(Data records)
Segment Open
Issue #9455, opened 2026-08-04
fix(backend): omniroute stop reports success but supervisor respawns child server


TBloyd:
### OmniRoute Version

3.8.49

### Installation Method

npm (global)

### Operating System

Windows

### OS Version

Windows 11 Pro (10.0.26200.8875)

### Node.js Version

v25.9.0

### Provider(s) Involved

N/A - not provider-specific

### Model(s) Involved

N/A

### Client Tool

N/A - the `omniroute` CLI itself

### Description

`omniroute stop` prints `Server stopped.` and exits 0, but the gateway is still listening on :20128 afterwards. Two separate defects in the same command produce this false success.

**1. `stop` terminates the server child but not its supervisor, which immediately respawns it.**

When the server is started with `omniroute` (foreground supervisor), the process tree is:

```
node .../bin/omniroute.mjs         <- supervisor  (PID 31716)
  └─ node .../dist/server-ws.mjs   <- server      (PID 29744, listening on 20128)
```

`runStopCommand()` reads `<dataDir>/server/.pid` — which `processSupervisor.mjs` (~L66) populates via `writePidFile("server", this.child.pid)`, i.e. the **child** PID only. Stopping that child trips the supervisor's restart logic, and a new server child is spawned within seconds. The supervisor then rewrites `.pid` to the new child, so the PID file always looks correct afterwards and the problem is easy to miss.

Net effect: `stop` reports success, exit code is 0, and the gateway keeps serving on a **new** PID. Running `stop` repeatedly just cycles the child PID. There appears to be no way to stop a detached instance from a second terminal — only Ctrl+C in the terminal owning the supervisor works.

I have only verified this on Windows, but from reading `processSupervisor.mjs` the respawn path looks platform-independent.

**2. On win32 the port-based fallback is a no-op that still reports success.**

If `.pid` is absent, `runStopCommand()` (stop.mjs ~L49-57) takes the fallback branch — but `killByPort()` (~L63-64) is:

```js
async function killByPort(port) {
  if (process.platform === "win32") return;
  ...  // lsof-based; lsof does not exist on Windows anyway
```

It returns immediately on Windows, after which the caller unconditionally prints `Server stopped.` and returns 0 without having touched anything.

[...]

PR #12485, opened 2026-09-02
fix(cli): preflight the port before serving so a second instance cannot de-register the first

dmlanday:
## Problem

Starting `omniroute serve` against a port another OmniRoute already owns printed three identical raw Node stack traces and no explanation:

```
⚠ Server exited (code=1). Restarting in 1s... (1/2)
⨯ Failed to start server
Error: listen EADDRINUSE: address already in use 0.0.0.0:20128
```

The conflict was handed to the child process, so it only surfaced after the child had been spawned and retried twice on the supervisor's restart budget, and it never named the process actually holding the port.

## The real damage

Both spawn attempts happen **after** `writePidFile("supervisor")` and the failed child's `cleanupPidFile("server")`. So an instance that cannot bind overwrites the pid files of the healthy instance that *does* own the port:

- `supervisor/.pid` ends up pointing at the dead starter
- `server/.pid` is deleted outright

which de-registers a server that is up and serving. Observed live: healthy server `19348` under supervisor `11108`, while `supervisor/.pid` read `21440` (dead) and `server/.pid` was gone. `omniroute stop` still worked, but only by falling through to its `killByPort` port fallback rather than by the pid files.

## Fix

`serve` now resolves the port owner **before** spawning anything or touching a pid file:

```
✖ Port 20128 is already in use by PID 19348.
  Another OmniRoute is most likely already serving there, so open http://localhost:20128 before starting a second one.
  To replace it:    omniroute stop, then start again
  To run alongside: omniroute serve --port <other-port>
```

That is real output from the patched code run against an actual conflict.

Discovery is `findListeningPids()` in `bin/cli/utils/pid.mjs` — netstat on win32, lsof elsewhere. It mirrors `killByPort()`'s discovery in `stop.mjs`; consolidating the two is worth doing next time that file is touched, and is deliberately left out of this PR to keep `killByPort`'s injected-deps tests (#9455) untouched. A discovery failure reports the port as **free**, since a false "busy" would block a legitimate start, the worse of the two failures.

## Tests

New `tests/unit/cli-serve-port-in-use-preflight.test.mjs`, 6 cases: win32 netstat parsing (including that `TIME_WAIT` rows and other ports are ignored), posix lsof parsing, discovery failure treated as free, `reportPortInUse` naming the port/PID/remedies, and an end-to-end case that opens a real socket and asserts the preflight finds the owning process.

The `#2460` / `#6800` / `#11766` readiness guards still pass (6/6), since `pid.mjs` is shared.

https://claude.ai/code/session_01CJf2dxEpiwZqyZujWk57T2


diegosouzapw:
Hi @dmlanday — this is a solid, well-documented fix for a genuinely nasty bug (a second
`serve` de-registering the healthy instance's pid files). 5/6 of your own tests pass at
your PR head; the 6th ("finds a real listening socket end-to-end") failed only because
this review environment doesn't have `lsof` installed — your own `findListeningPids()`
gracefully falls back to "port free" exactly as designed in that case (same dependency
`stop.mjs::killByPort()` already has). Could you confirm `lsof` is available on the PR's
actual CI runner? One small optional nit: `reportPortInUse()`'s message always prints
`http://` even with TLS configured, because `urlScheme` isn't resolved yet at that point
in `runServe()` — worth a follow-up if you have a moment, not blocking.

diegosouzapw:
Thanks @dmlanday — merging via the release merge-train. Validated in local merge-train (merge-train-20260918-130526-suite.log) on the devbox @ train tip 28fb420c9ad860ba275294ebb4ebbecb9da83318 with the sibling PRs of this batch: static gates green; changed-area node:test 293/294 (0 failing) + vitest 482/482 (fast parity — full suite ran today on the tip via the base-red and 3b trains). Merged --admin per merge-gates §7.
Segment Closed
• THE PROBLEM
Find the string "cannot" in the entries above. Copy each line where it occurs.

• COMPLETED TASK
fix(cli): preflight the port before serving so a second instance cannot de-register the first
Both spawn attempts happen **after** `writePidFile("supervisor")` and the failed child's `cleanupPidFile("server")`. So an instance that cannot bind overwrites the pid files of the healthy instance that *does* own the port:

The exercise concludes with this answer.